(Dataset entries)
PR #8157, opened 2024-12-28
Upgrade and virtualize table component

hmacr:
This PR virtualizes the `Table` component to fetch and show more data on scroll instead of prev/back buttons. Along the way, `react-table` library is upgraded to the latest version (`tanstack/react-table`).

For virtualization, `tanstack/react-virtual` is used instead of the existing `react-window` library.
`tanstack/react-virtual` APIs are more modern and more importantly, it uses `transform` to show/hide virtualized items (`react-window` uses `top` - we should replace its existing usages).


app/scenes/Settings/components/PeopleTable.tsx
```diff
@@ -1,99 +1,113 @@
...
 
-function PeopleTable({ canManage, ...rest }: Props) {
+export function PeopleTable({ canManage, ...rest }: Props) {
   const { t } = useTranslation();
   const currentUser = useCurrentUser();
-  const columns = React.useMemo(
+
+  const gridColumns = React.useMemo(() => {
+    if (canManage) {
+      return "4fr 4fr 2fr 2fr 0.5fr"; // all columns will be displayed.
```
hmacr, line 28: This grid becomes necessary since absolutely positioned table rows are not stylable to take up the full width. Instead, the rows are rendered as grid, with the cells being the grid items.

app/scenes/Settings/components/SharesTable.tsx
```diff
@@ -1,108 +1,137 @@
...
-function SharesTable({ canManage, data, ...rest }: Props) {
+export function SharesTable({ data, canManage, ...rest }: Props) {
   const { t } = useTranslation();
   const language = useUserLocale();
   const hasDomain = data.some((share) => share.domain);
 
-  const columns = React.useMemo(
+  const gridColumns = React.useMemo(() => {
+    if (canManage && hasDomain) {
+      return "4fr 2fr 2fr 2fr 1.5fr 1fr 0.5fr"; // all columns will be displayed.
```
hmacr, line 32: Same as `PeopleTable`.. I'm not completely sure how to improve this.
One iteration of the implementation had this width config as part of the individual column defs itself - but I figured having the grid styles together (like how it's in CSS) provided better understanding.

server/routes/api/shares/shares.ts
```diff
@@ -152,7 +152,28 @@ router.post(
         offset: ctx.state.pagination.offset,
         limit: ctx.state.pagination.limit,
       }),
-      Share.count({ where }),
+      Share.count({
```
hmacr, line 155: Tiny bug with shares count which was not in parity with the actual available data.
For admins, we did not check if they actually had access to the shared doc (ex: doc in another user's private collection).

app/scenes/Settings/components/PeopleTable.tsx
tommoor: Hmmm yea I really don't like this defined here – the css should be derived from the columns within the Table component somehow. We can define some sort of `width` property on the column definition below…?

app/scenes/Settings/components/SharesTable.tsx
tommoor: As above, definitely prefer figuring out how to get the width as a config

tommoor (commented):
I noticed that there's some extra double scrolling going on now… _Ideally_  it would appear like a normal settings page that just scrolls forever. If that's too hard with the virtualization then the main page scrolling could be fixed, but either way there shouldn't be multiple scroll areas :)

hmacr:
> I noticed that there's some extra double scrolling going on now

Oh, I think the table height needs adjusting. I _intentionally_ fixed the page height so that only the table area is scrollable. That way, the filters at the top are always accessible.

> Ideally it would appear like a normal settings page that just scrolls forever. If that's too hard with the virtualization then the main page scrolling could be fixed

Both should be doable.
I prefer a fixed main page scroll - do you prefer to keep the existing behaviour of the whole page scroll?

app/scenes/Settings/components/PeopleTable.tsx
hmacr: Do you mean to skip the whole grid styles? It becomes tricky to accept percentage as column width since we need to ensure all the columns add up to 100% for a full-width table.
The simpler option would be to move the individual parts of `4fr 4fr 2fr 2fr 0.5fr` to its column def. Would that be ok?

tommoor: Grid style is fine, with grid you can an use mixed widths so one column could be a fixed px and another could be `fr` unit? I think it will work okay if we can move to config

tommoor:
> I prefer a fixed main page scroll - do you prefer to keep the existing behaviour of the whole page scroll?

In a perfect world it would be a full page scroll as that then triggers the sticky header instead of having the top 30% of the screen be used up by the header.

Otherwise this is great though, thanks

hmacr:
> In a perfect world it would be a full page scroll as that then triggers the sticky header instead of having the top 30% of the screen be used up by the header

Couldn't agree more! I tried that initially but it was very tricky to get it right for table and absolute positioned elements (quite a few quirks for table in CSS). An alternative we can try is to replace tables with divs and aria roles. That might help a lot in navigating these quirks. Is that something we can explore?

tommoor:
Happy to explore that if the table is the limiting factor

hmacr:
I just pushed a commit that implements the full page scroll, please test and let me know if something needs to be changed 😄

app/components/FilterOptions.tsx
```diff
@@ -41,12 +42,13 @@ const FilterOptions = ({
...
   fetchQuery,
   fetchQueryOptions,
+  modalMenu,
 }: Props) => {
   const { t } = useTranslation();
   const searchInputRef = React.useRef<HTMLInputElement>(null);
   const listRef = React.useRef<HTMLDivElement | null>(null);
   const menu = useMenuState({
-    modal: true,
+    modal: modalMenu ?? true,
```
hmacr, line 51: Quirks of reakit.. scroll position changes unexpectedly when opening the menu in `modal` mode
https://github.com/ariakit/ariakit/issues/856 - Seems this issue is fixed in v2; all the more reason to move to Radix soon.

app/components/Scene.tsx
```diff
@@ -21,6 +21,8 @@ type Props = {
   wide?: boolean;
   /** The content of the scene */
   children?: React.ReactNode;
+  /** Whether to shrink padding */
+  shrink?: boolean;
```
tommoor, line 25: I'm not really clear on how this differs from the `wide` option – aka when would we use one without the other?

app/components/FilterOptions.tsx
tommoor: Ok, I guess my only thought is can we just default this to `false` then and avoid the prop drilling? It's not used in many spots

app/scenes/Settings/Members.tsx
```diff
@@ -120,43 +88,31 @@ function Members() {
...
-  );
+  React.useEffect(() => {
+    if (error) {
+      toast.error(t("Could not load members"));
+    }
+  }, [t, error]);
 
-  const appName = env.APP_NAME;
+  React.useEffect(() => {
+    const timeout = setTimeout(() => updateParams("query", query), 250);
```
tommoor, line 113: Why the timeout? Probably fine but worth a comment

tommoor (commented):
v good

tommoor:
image

Oop, just spotted the sticky filters are infront of dialogs

app/components/Scene.tsx
hmacr: Yeah, this is not needed now..
Earlier, with the fixed height table, this was needed to reduce the bottom padding (and hence the body scroll).

app/scenes/Settings/Members.tsx
hmacr: It's more of a "hacky" debounce for the filter typed in the search box (earlier, we were invoking the API for each keypress).

app/components/FilterOptions.tsx
hmacr: With `modal` true, the tab focus stays within the rendered menu - it may not be as important I think.
Will change it 👍

tommoor (approved):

== Task to complete ==
Return the line that contains "Earlier, with the" along with every line after it through the end of the entries, exactly, adding nothing.

== Output ==
Earlier, with the fixed height table, this was needed to reduce the bottom padding (and hence the body scroll).

app/scenes/Settings/Members.tsx
hmacr: It's more of a "hacky" debounce for the filter typed in the search box (earlier, we were invoking the API for each keypress).

app/components/FilterOptions.tsx
hmacr: With `modal` true, the tab focus stays within the rendered menu - it may not be as important I think.
Will change it 👍

tommoor (approved):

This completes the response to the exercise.